**Task**
If a line in the records below holds the string "unmasked", count it, and state only the final count.

(Source records)
PR #4588, opened 2026-08-13
Let admin-chat set the OIDC client secret

jshobe-inetsoft:
Follows inetsoft-technology/stylebi#4587. Configuring OIDC SSO end to end died one property short: everything else previewed cleanly and `openid.client.secret` had to be typed into Enterprise Manager by hand.

The refusal was justified as an egress control, but egress is about values *leaving* the host — by the time a write is proposed the value is already in the caller's context, so refusing it protected nothing and only stopped the task completing.

## Not a relaxed predicate

`isSecret` matches sixteen properties and they do not behave alike:

| | |
|---|---|
| **encrypting accessors** | `openid.client.secret`, `stylebi.google.openid.client.secret` — `setClientSecret` writes `encryptPassword(...)`, the getter reverses it with `Tool.decryptPassword` |
| **plain accessors** | `log.fluentd.security.password`, `google.maps.key`, `sso.rsa.public.key`, `auth0.client.secret` — all read with a bare `getProperty` |
| **not a secret** | `enable.changepassword` — matches on the substring "password", holds a boolean |
| **key material** | `password.encryption.key`, `password.hash.key`, `jwt.signing.key`, `sso.rsa.private.key`, `license.*` |

A blanket `if(isSecret) setPassword` would have handed ciphertext to four properties that expect a literal — silently, while reporting success. So membership is an **allow-list verified against each accessor**, currently two entries, with the same discipline `AdminPropertyCatalog`'s javadoc already requires of a catalog entry and for the same reason: the failure is silent.

## Three interactions that each needed handling

- **Verify reads back through `getPassword`.** Comparing the stored ciphertext against the plaintext `desired` would mark every successful credential write `FAILED` and roll it straight back.
- **Rollback must not re-encrypt.** Its value came from a `getProperty` read and is already ciphertext; `ACTION_ROLLBACK` separates it from an apply. Double-encrypting would restore something that never decrypts to the original secret.
- **`beforeValue`/`afterValue` stay the stored form.** This is load-bearing rather than an oversight: `AdminChangesetApplyService` replays `getBeforeValue()` as the rollback value, so masking or decrypting either would break rollback. Ciphertext is not the secret, so nothing sensitive is recorded by keeping it.

## Scope of what is allowed

Cloud secrets are refused outright — there these properties hold the *name* of a secret, which is why Enterprise Manager swaps in a **Secret ID** field, and a literal value would store something nothing downstream can resolve.

**Reading stays refused.** The egress rationale is about values leaving the host and is untouched by letting one in. The plan shows `(set)`/`(not set)` rather than shipping ciphertext to a model provider; the cost is that swapping one secret for a different one is not seen by the drift gate, which is tolerable because what the human approved is "set this property to the value I supplied", and that executes either way.

## Verification

Plan tests 21 → 25, change-service tests 15 → 19. Full `admin.ai` suite green (147 tests) on the post-#4587 base.

Tests cover each direction that would corrupt data if reversed: an allow-listed credential goes through `setPassword`, verification uses `getPassword`, a rollback writes verbatim without re-encrypting, and a secret-named property that is *not* allow-listed is written verbatim.

### DIFF
--- a/core/src/main/java/inetsoft/web/admin/ai/AdminChangePlanService.java
+++ b/core/src/main/java/inetsoft/web/admin/ai/AdminChangePlanService.java
@@ -18,6 +18,7 @@
 package inetsoft.web.admin.ai;
 
 import inetsoft.sree.SreeEnv;
+import inetsoft.util.Tool;
 import inetsoft.util.audit.AdminChangeRecord;
 import org.springframework.beans.factory.annotation.Autowired;
 import org.springframework.stereotype.Component;
@@ -74,14 +75,35 @@ public class AdminChangePlanService {
                "changes: duplicate entry for " + name.key() + "; list each property once");
          }
 
+         boolean credential = AdminPropertyCatalog.isEncryptedCredential(name.baseName());
+
          // Unlike the read path in AdminPropertiesController (which withholds the value but still
          // shows the property exists), a change is refused outright: this service exists to WRITE
          // a value, and blanking a secret through it would make every stored encrypted credential
          // undecryptable. See AdminPropertyCatalog.isSecret for why this is an egress/blast-radius
          // control rather than a privilege boundary.
-         if(AdminPropertyCatalog.isSecret(name.baseName())) {
+         //
+         // The exception is the small allow-list of application credentials whose accessors
+         // encrypt at rest: those are written through SreeEnv.setPassword, which encrypts exactly
+         // as the Enterprise Manager field does. Reading them is still refused - the egress
+         // rationale is about values LEAVING the host, and is untouched by letting one in.
+         if(AdminPropertyCatalog.isSecret(name.baseName()) && !credential) {
             throw new IllegalArgumentException(
                name.key() + ": secret properties cannot be changed through admin-chat");
+         }
+
+         // With cloud secrets configured, these properties hold the NAME of a secret rather than a
+         // secret - getPassword resolves it through Tool.loadCredentials and reads a client_secret
+         // field out of the JSON. Enterprise Manager swaps its Client Secret field for a Secret ID
+         // one in that mode for exactly this reason. An agent handed a literal secret would store
+         // it where a reference belongs, and nothing downstream could resolve it, so refuse rather
+         // than write a value that cannot work.
+         if(credential && Tool.isCloudSecrets()) {
+            throw new IllegalArgumentException(
+               name.key() + ": this deployment uses cloud secrets, so this property holds the ID "
+               + "of a secret rather than the secret itself. Set it from Enterprise Manager's "
+               + "Settings > Security > SSO page, whose Secret ID field writes the reference "
+               + "correctly.");
          }
 
          CatalogEntry entry = catalog.getEntry(name);
@@ -94,7 +116,16 @@ public class AdminChangePlanService {
          requireHashSafe("property", name.key());
          requireHashSafe("value", proposed);
 
-         String currentValue = SreeEnv.getProperty(name.key(), false, false);
+         // A credential's stored form is ciphertext, and the plan is relayed to a model provider by
+         // the caller. Ciphertext is not the secret, but there is no reason to ship it either, and
+         // an operator reading the plan is served better by whether one is already set than by a
+         // base64 blob. Note the consequence for the drift gate: replacing one secret with a
+         // different one is not detected between preview and apply, only set <-> unset is. That is
+         // tolerable here because the human approved "set this property to the value I supplied",
+         // which is what executes either way.
+         String currentValue = credential
+            ? (SreeEnv.getProperty(name.key(), false, false) == null ? "(not set)" : "(set)")
+            : SreeEnv.getProperty(name.key(), false, false);
          requireHashSafe("currentValue", currentValue);
 
          changes.add(new PlanChange(name.key(), name.orgId(),
--- a/core/src/main/java/inetsoft/web/admin/ai/AdminChangePlanService.java
+++ b/core/src/main/java/inetsoft/web/admin/ai/AdminChangePlanService.java
@@ -106,6 +106,21 @@ public class AdminChangePlanService {
                + "correctly.");
          }
 
+         // Every other property in this service takes "" as an explicit set-to-empty, with null
+         // meaning reset-to-default. A credential cannot honour that: SreeEnv.setPassword guards
+         // on Tool.isEmptyString and returns without writing, so "" would leave the existing
+         // secret in place. That does fail safe - the read-back verify compares the old secret
+         // against "" and reports FAILED - but an operator trying to blank a secret would get a
+         // bare failure and no idea why, having asked for something this path cannot do. Refuse it
+         // here, where the message can say what to use instead. An empty client secret is not a
+         // valid credential in any case, so nothing legitimate is being turned away.
+         if(credential && "".equals(requested.getValue())) {
+            throw new IllegalArgumentException(
+               name.key() + ": an empty value cannot be written to a credential - the property "
+               + "would keep its current secret. Pass a null value to reset the property to its "
+               + "default, or a non-empty value to change it.");
+         }
+
          CatalogEntry entry = catalog.getEntry(name);
          // An uncatalogued property cannot be validated or canonicalized, so its value passes
          // through verbatim; the classifier marks it high risk so review flags it.
--- a/core/src/main/java/inetsoft/web/admin/ai/AdminChangePlanService.java
+++ b/core/src/main/java/inetsoft/web/admin/ai/AdminChangePlanService.java
@@ -123,6 +123,21 @@ public class AdminChangePlanService {
          // different one is not detected between preview and apply, only set <-> unset is. That is
          // tolerable here because the human approved "set this property to the value I supplied",
          // which is what executes either way.
+         //
+         // proposedValue is deliberately NOT masked, and the asymmetry with currentValue is the
+         // point rather than an oversight. Masking a value only helps if withholding it keeps it
+         // from somewhere it would otherwise reach. currentValue qualifies: it is read off the
+         // server here and would reach the caller for the first time. proposedValue does not - it
+         // arrived IN this request, and apply requires the caller to send the identical changes
+         // array back, because the request body is the plan and the hash is recomputed from it. So
+         // the caller necessarily holds the plaintext before and after this response, and blanking
+         // it in between would remove nothing while destroying the operator's ability to see WHICH
+         // secret a plan writes, which is what the review gate exists to show them.
+         //
+         // That reasoning depends on the value always arriving through the request. If an
+         // out-of-band channel is ever added - a placeholder the server resolves from somewhere
+         // the caller never sees - then echoing the resolved value here WOULD be a new disclosure,
+         // and this must be revisited along with it.
          String currentValue = credential
             ? (SreeEnv.getProperty(name.key(), false, false) == null ? "(not set)" : "(set)")
             : SreeEnv.getProperty(name.key(), false, false);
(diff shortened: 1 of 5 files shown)


jshobe-inetsoft (commented):
## Review of #4588 — Let admin-chat set the OIDC client secret

Thanks for the very thorough PR description — the write-up of the four properties/behaviors that `isSecret` conflates, and the apply/verify/rollback interactions, made this easy to follow. The new tests are well targeted (allow-list write, current-value masking, refusal of non-allow-listed secrets, cloud-secrets refusal, rollback without re-encryption, verbatim write for a secret-named-but-not-allow-listed property) and clearly derived from the same reasoning as the code.

I have one design concern I think should be resolved before merge, one documentation defect, and one minor robustness note. I'm also requesting changes because a required check is currently failing.

### 1. `proposedValue` for an allow-listed credential is not masked, even though it is asserted to cross the same "egress to a model provider" boundary that motivates masking `currentValue` (needs resolution or explicit rationale)

`AdminChangePlanService` now does this for a credential (lines ~119-126 post-patch):

```java
String currentValue = credential
   ? (SreeEnv.getProperty(name.key(), false, false) == null ? "(not set)" : "(set)")
   : SreeEnv.getProperty(name.key(), false, false);
```

The stated reason, in the PR's own comment, is: *"A credential's stored form is ciphertext, and the plan is relayed to a model provider by the caller... there is no reason to ship it either."* `AdminPropertyCatalog.isSecret`'s javadoc is even more explicit: *"the caller here is an LLM that forwards responses to a model provider off-host, so a secret value read through this path leaves the host in a way the ordinary EM properties page never does."*

That rationale is about the **response** object (`ResolvedPlan`/`PlanChange`) leaving the host toward a model provider — and `proposedValue` (the new secret the human/broker wants written) rides in that exact same response, completely unmasked:

```java
CatalogEntry entry = catalog.getEntry(name);
...
changes.add(new PlanChange(name.key(), name.orgId(),
   currentValue, proposed, ...));   // proposed is the plaintext secret, verbatim
```

and is pinned by the new test itself:

```java
PlanRequest req = request("set the OIDC client secret", "openid.client.secret", "s3cret");
ResolvedPlan plan = service.resolve(req);
assertEquals("s3cret", plan.changes().get(0).proposedValue());   // plaintext, in the plan
```

So the same `ResolvedPlan` that masks the *existing* secret specifically to keep it off the wire to the model provider ships the *new* secret to that same model provider in the clear. If the reasoning for masking `currentValue` holds, it seems to apply equally to `proposedValue` for the same field.

I can see a counter-argument: whoever/whatever constructed the `PlanRequest` already had to know the plaintext value to put it in the request in the first place, so the model may already have "seen" it (e.g., if a human typed it directly into a chat message the model read). But that's an assumption about the broker/UI on the other side of this API that isn't visible from this module, and it doesn't hold if the value is meant to be supplied through some out-of-band/masked entry path specifically so the model *never* sees it (the same intent behind masking `currentValue`). Given the deliberate care taken elsewhere in this PR, I'd like to see this either:
- fixed (don't echo the plaintext `proposedValue` back for an allow-listed credential — e.g. return `"(set)"`/omit it, while still applying the real value from the original request at apply time), or
- explicitly justified in the same comment block (why the write side is safe to leave unmasked when the read side isn't), so a future reader isn't left with the asymmetry I hit here.

### 2. Javadoc on `isEncryptedCredential` cites a class that doesn't exist

```java
* {@code OpenIDConfig.setClientSecret} and
* {@code StyleBIGoogleOpenIDConfig.setClientSecret} each write
* {@code encryptPassword(...)} and their getters reverse it with {@code Tool.decryptPassword}.
```

I searched the codebase and there is no `StyleBIGoogleOpenIDConfig` class (or anything similarly named) anywhere. `styleBI.google.openid.client.secret` has no dedicated Java setter/getter at all — its only special handling is the case-sensitive literal check inside `SreeEnv.getPassword`'s cloud-secrets branch (`SreeEnv.java:225-230`), and it isn't in the admin-chat property catalog either (`admin-property-catalog.json` has 4 entries, none OIDC-related), so it's an uncatalogued property as far as this feature is concerned.

This matters because the whole point of this javadoc paragraph is "every entry must be verified against its accessor... the same discipline this class's javadoc requires... the failure is silent" — and the specific verification claim written down for the Google entry doesn't correspond to anything that exists. The actual write/read path for that property (`SreeEnv.setPassword`/`getPassword`, non-cloud branch: `Tool.encryptPassword`/`Tool.decryptPassword`) does look internally consistent (I traced it), but the doc should say that, not point at a class that isn't there. Please correct the javadoc to reference the real code path.

### 3. `Tool.isCloudSecrets()` is only checked at preview/resolve time, not at apply time

`AdminChangePlanService.resolve()` refuses an allow-listed credential when `Tool.isCloudSecrets()` is true, which is correct and well-reasoned. But `AdminChangeService.applyChange()` doesn't re-check it — it only computes `encryptOnWrite` from `isEncryptedCredential(...)` and the action type. If cloud secrets were enabled on the deployment in the window between an approved preview and its apply (an unusual operational sequence, but the kind of thing this PR's own comments are otherwise careful to rule out rather than assume away), `SreeEnv.setPassword` skips encryption entirely in cloud mode and would write the plaintext value verbatim into a property everything else treats as a secret-manager reference — silently "succeeding" exactly the way the class-level javadoc warns against. Low likelihood, but a defensive re-check at apply time (mirroring the preview-time refusal) would close the gap and match the discipline the rest of this change applies elsewhere.

### CI / mergeability

- The `claude-review` check is currently **failing** ("Claude encountered an error after 6m 11s" — looks like the automated reviewer errored out rather than completed; worth re-running).
- `build`, `Semgrep Scan`, `Semgrep OSS`, and `license/cla` are passing.
- No merge conflicts (`mergeable: MERGEABLE`), but GitHub reports `mergeStateStatus: UNSTABLE` due to the failing check above.

Given the failing required check and the open item in §1, I'm requesting changes rather than approving. Everything else — the allow-list design, the encrypt-on-apply/decrypt-on-verify handling, the rollback-doesn't-re-encrypt distinction, and keeping `beforeValue`/`afterValue` in stored form for rollback correctness — looks correct and carefully reasoned, and the test coverage for those paths is solid.

jshobe-inetsoft:
All three addressed in `13c8362e4`.

## §3 — cloud-secrets re-check at apply time: fixed, you were right

The preview-time refusal is not the check that protects the write. A plan is approved at preview and executed later, so `AdminChangeService` now re-checks and fails rather than writing a literal secret into a reference field.

Rollback is deliberately still permitted: it writes the stored form verbatim and never encrypts, so the hazard doesn't apply to it, and blocking it would strand a half-applied changeset. Two tests pin both halves.

## §2 — the javadoc: the class is real, my citation wasn't usable

`StyleBIGoogleOpenIDConfig` exists at `enterprise/src/main/java/inetsoft/enterprise/sso/StyleBIGoogleOpenIDConfig.java` — in the **enterprise superproject**, which is not this repository. Its `setClientSecret` does write `PasswordEncryption.newInstance().encryptPassword(...)` and `getClientSecret` reverses it, exactly as claimed.

But you searched this repo and found nothing, which is the correct thing to do and the correct conclusion from what's visible here — and in a paragraph whose entire subject is *"every entry must be verified against its accessor... the failure is silent"*, a citation a reader can't follow is a real defect. The javadoc now names the module and the path, notes that the only trace visible from this repo is the case-sensitive literal in `SreeEnv.getPassword`'s cloud-secrets branch (which you found), and states why an enterprise-only property is still correct to list here: on a Community build nothing reads it, so nothing writes it.

Your independent trace of the `SreeEnv.setPassword`/`getPassword` path was the right verification given what you could see.

## §1 — `proposedValue`: justified rather than masked

I went with your second option, because masking would be theatre here.

Masking helps only if withholding a value keeps it from somewhere it would otherwise reach. `currentValue` qualifies — it is read off the server and would reach the caller for the first time. `proposedValue` does not: it **arrived in this request**, and `apply` requires the identical `changes` array back, because the request body *is* the plan and the hash is recomputed from it. The caller necessarily holds the plaintext both before and after this response, so blanking it in between removes nothing — while destroying the operator's ability to see *which* secret a plan writes, which is what the review gate exists to show them.

Your counter-argument anticipated this, and you were right that it rests on an assumption not visible from this module. So the comment now states the assumption explicitly and flags what invalidates it: if an out-of-band value channel is ever added — a placeholder the server resolves from somewhere the caller never sees — then echoing the resolved value here becomes a genuine disclosure and this must be revisited with it.

## CI

Full `admin.ai` suite green locally, 149 tests (change-service 19 → 21). The failing `claude-review` check is the sandboxed reviewer hitting its turn limit rather than a finding — this review was run separately for that reason.

jshobe-inetsoft:
Both follow-up findings handled — one fixed in `bc4fa1e56`, one is deliberate and worth stating explicitly.

## Empty-string value for a credential — fixed

Your trace was right: `setPassword` guards on `Tool.isEmptyString` and returns without writing, so `""` leaves the existing secret in place, and the read-back verify then reports `FAILED`. Fail-safe, but an operator trying to blank a secret gets a bare failure with no indication why.

It's now refused at plan time, where the message can name the property and point at `null`:

> `openid.client.secret`: an empty value cannot be written to a credential — the property would keep its current secret. Pass a null value to reset the property to its default, or a non-empty value to change it.

An empty client secret isn't a valid credential anyway, so nothing legitimate is turned away. Reset is unaffected and remains the way to clear one — a null value goes through `SreeEnv.remove`, not `setPassword`. Two tests pin both. Plan tests 25 → 27.

## Catalog entries — deliberate, deferred

Not an oversight. Adding the two credentials to `admin-property-catalog.json` would set `risk` and `snapshotScope` for them, and `AdminPropertyCatalog`'s own javadoc is explicit that `snapshotScope` must be determined by tracing side effects through `PropertyChangeSideEffects`, `PropertiesEngine.applyProperty` and registered listeners — *"not by guessing from the property's apparent importance"*. Adding two entries ad hoc, in a PR about the write path, is exactly the shortcut that warning exists to prevent.

There's a larger piece of work queued to populate the catalog properly from the per-property reference documentation, starting with the ~55 SSO-area properties. These two belong in that pass, where `risk` and `snapshotScope` get determined systematically rather than one at a time.

So the conservative default you observed — `risk=high`, `snapshotScope=storage`, full Tier-2 backup and agent sign-off on every credential change — is the intended behaviour until then, and is the correct default for an uncatalogued property.

Full `admin.ai` suite green locally: 151 tests, no failures.

jshobe-inetsoft:
Fixed in `3d51e3811` — and it's a better catch than "speculative against dead code" suggests.

## `ACTION_RESTORE`

You're right about the consequence, but the more useful framing is that the *spelling* was the defect. `encryptOnWrite` excluded `ACTION_ROLLBACK`, so every other action encrypted — a deny-list. This PR's whole thesis is that deny-lists fail silently, which is why `isEncryptedCredential` is an allow-list verified per accessor. I then wrote a deny-list for actions in the same change.

It now names the one action that carries a plaintext value:

```java
boolean encryptOnWrite = AdminPropertyCatalog.isEncryptedCredential(name.baseName())
   && AdminChangeRecord.ACTION_APPLY.equals(req.getAction());
```

That fails closed for `RESTORE` and for any action added later, rather than only for the one I happened to think of. Test `doesNotReEncryptACredentialOnRestoreEither` pins it. Change-service tests 21 → 22.

Also — thank you for tracing the encryption round-trip end to end. Confirming that `SreeEnv.setPassword`/`getPassword` resolve to the *same* `PasswordEncryption` instance as `OpenIDConfig`'s own accessor under `LOCAL` secrets is the claim the whole change rests on, and I had verified the two accessors in isolation without checking they agree on the instance. That's the failure this PR could have shipped with and no test would have caught.

## Catalog entries — deliberate, with the new detail acknowledged

Still a deliberate follow-up, for the reason given earlier: `snapshotScope` has to be determined by tracing side-effect channels, and `AdminPropertyCatalog`'s javadoc explicitly forbids inferring it from a property's apparent importance. Two ad-hoc entries in a write-path PR is that shortcut.

Your new observation — that no catalog entry means `canonicalizeValue` never runs, so a credential value isn't trimmed — is correct and worth recording. It is not introduced here, though: that is true of every uncatalogued property today, and `AdminChangeService` deliberately does not trim (its comment explains why — the rollback path replays stored values that never went through canonicalization). Whether a client secret *should* be trimmed is a real question, and the right place to answer it is the catalog entry, where trimming is the documented behaviour rather than an ad-hoc call in the write path.

Noted for that pass alongside `risk` and `snapshotScope`.

jkidacki-inetsoft (approved):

**Answer section**
2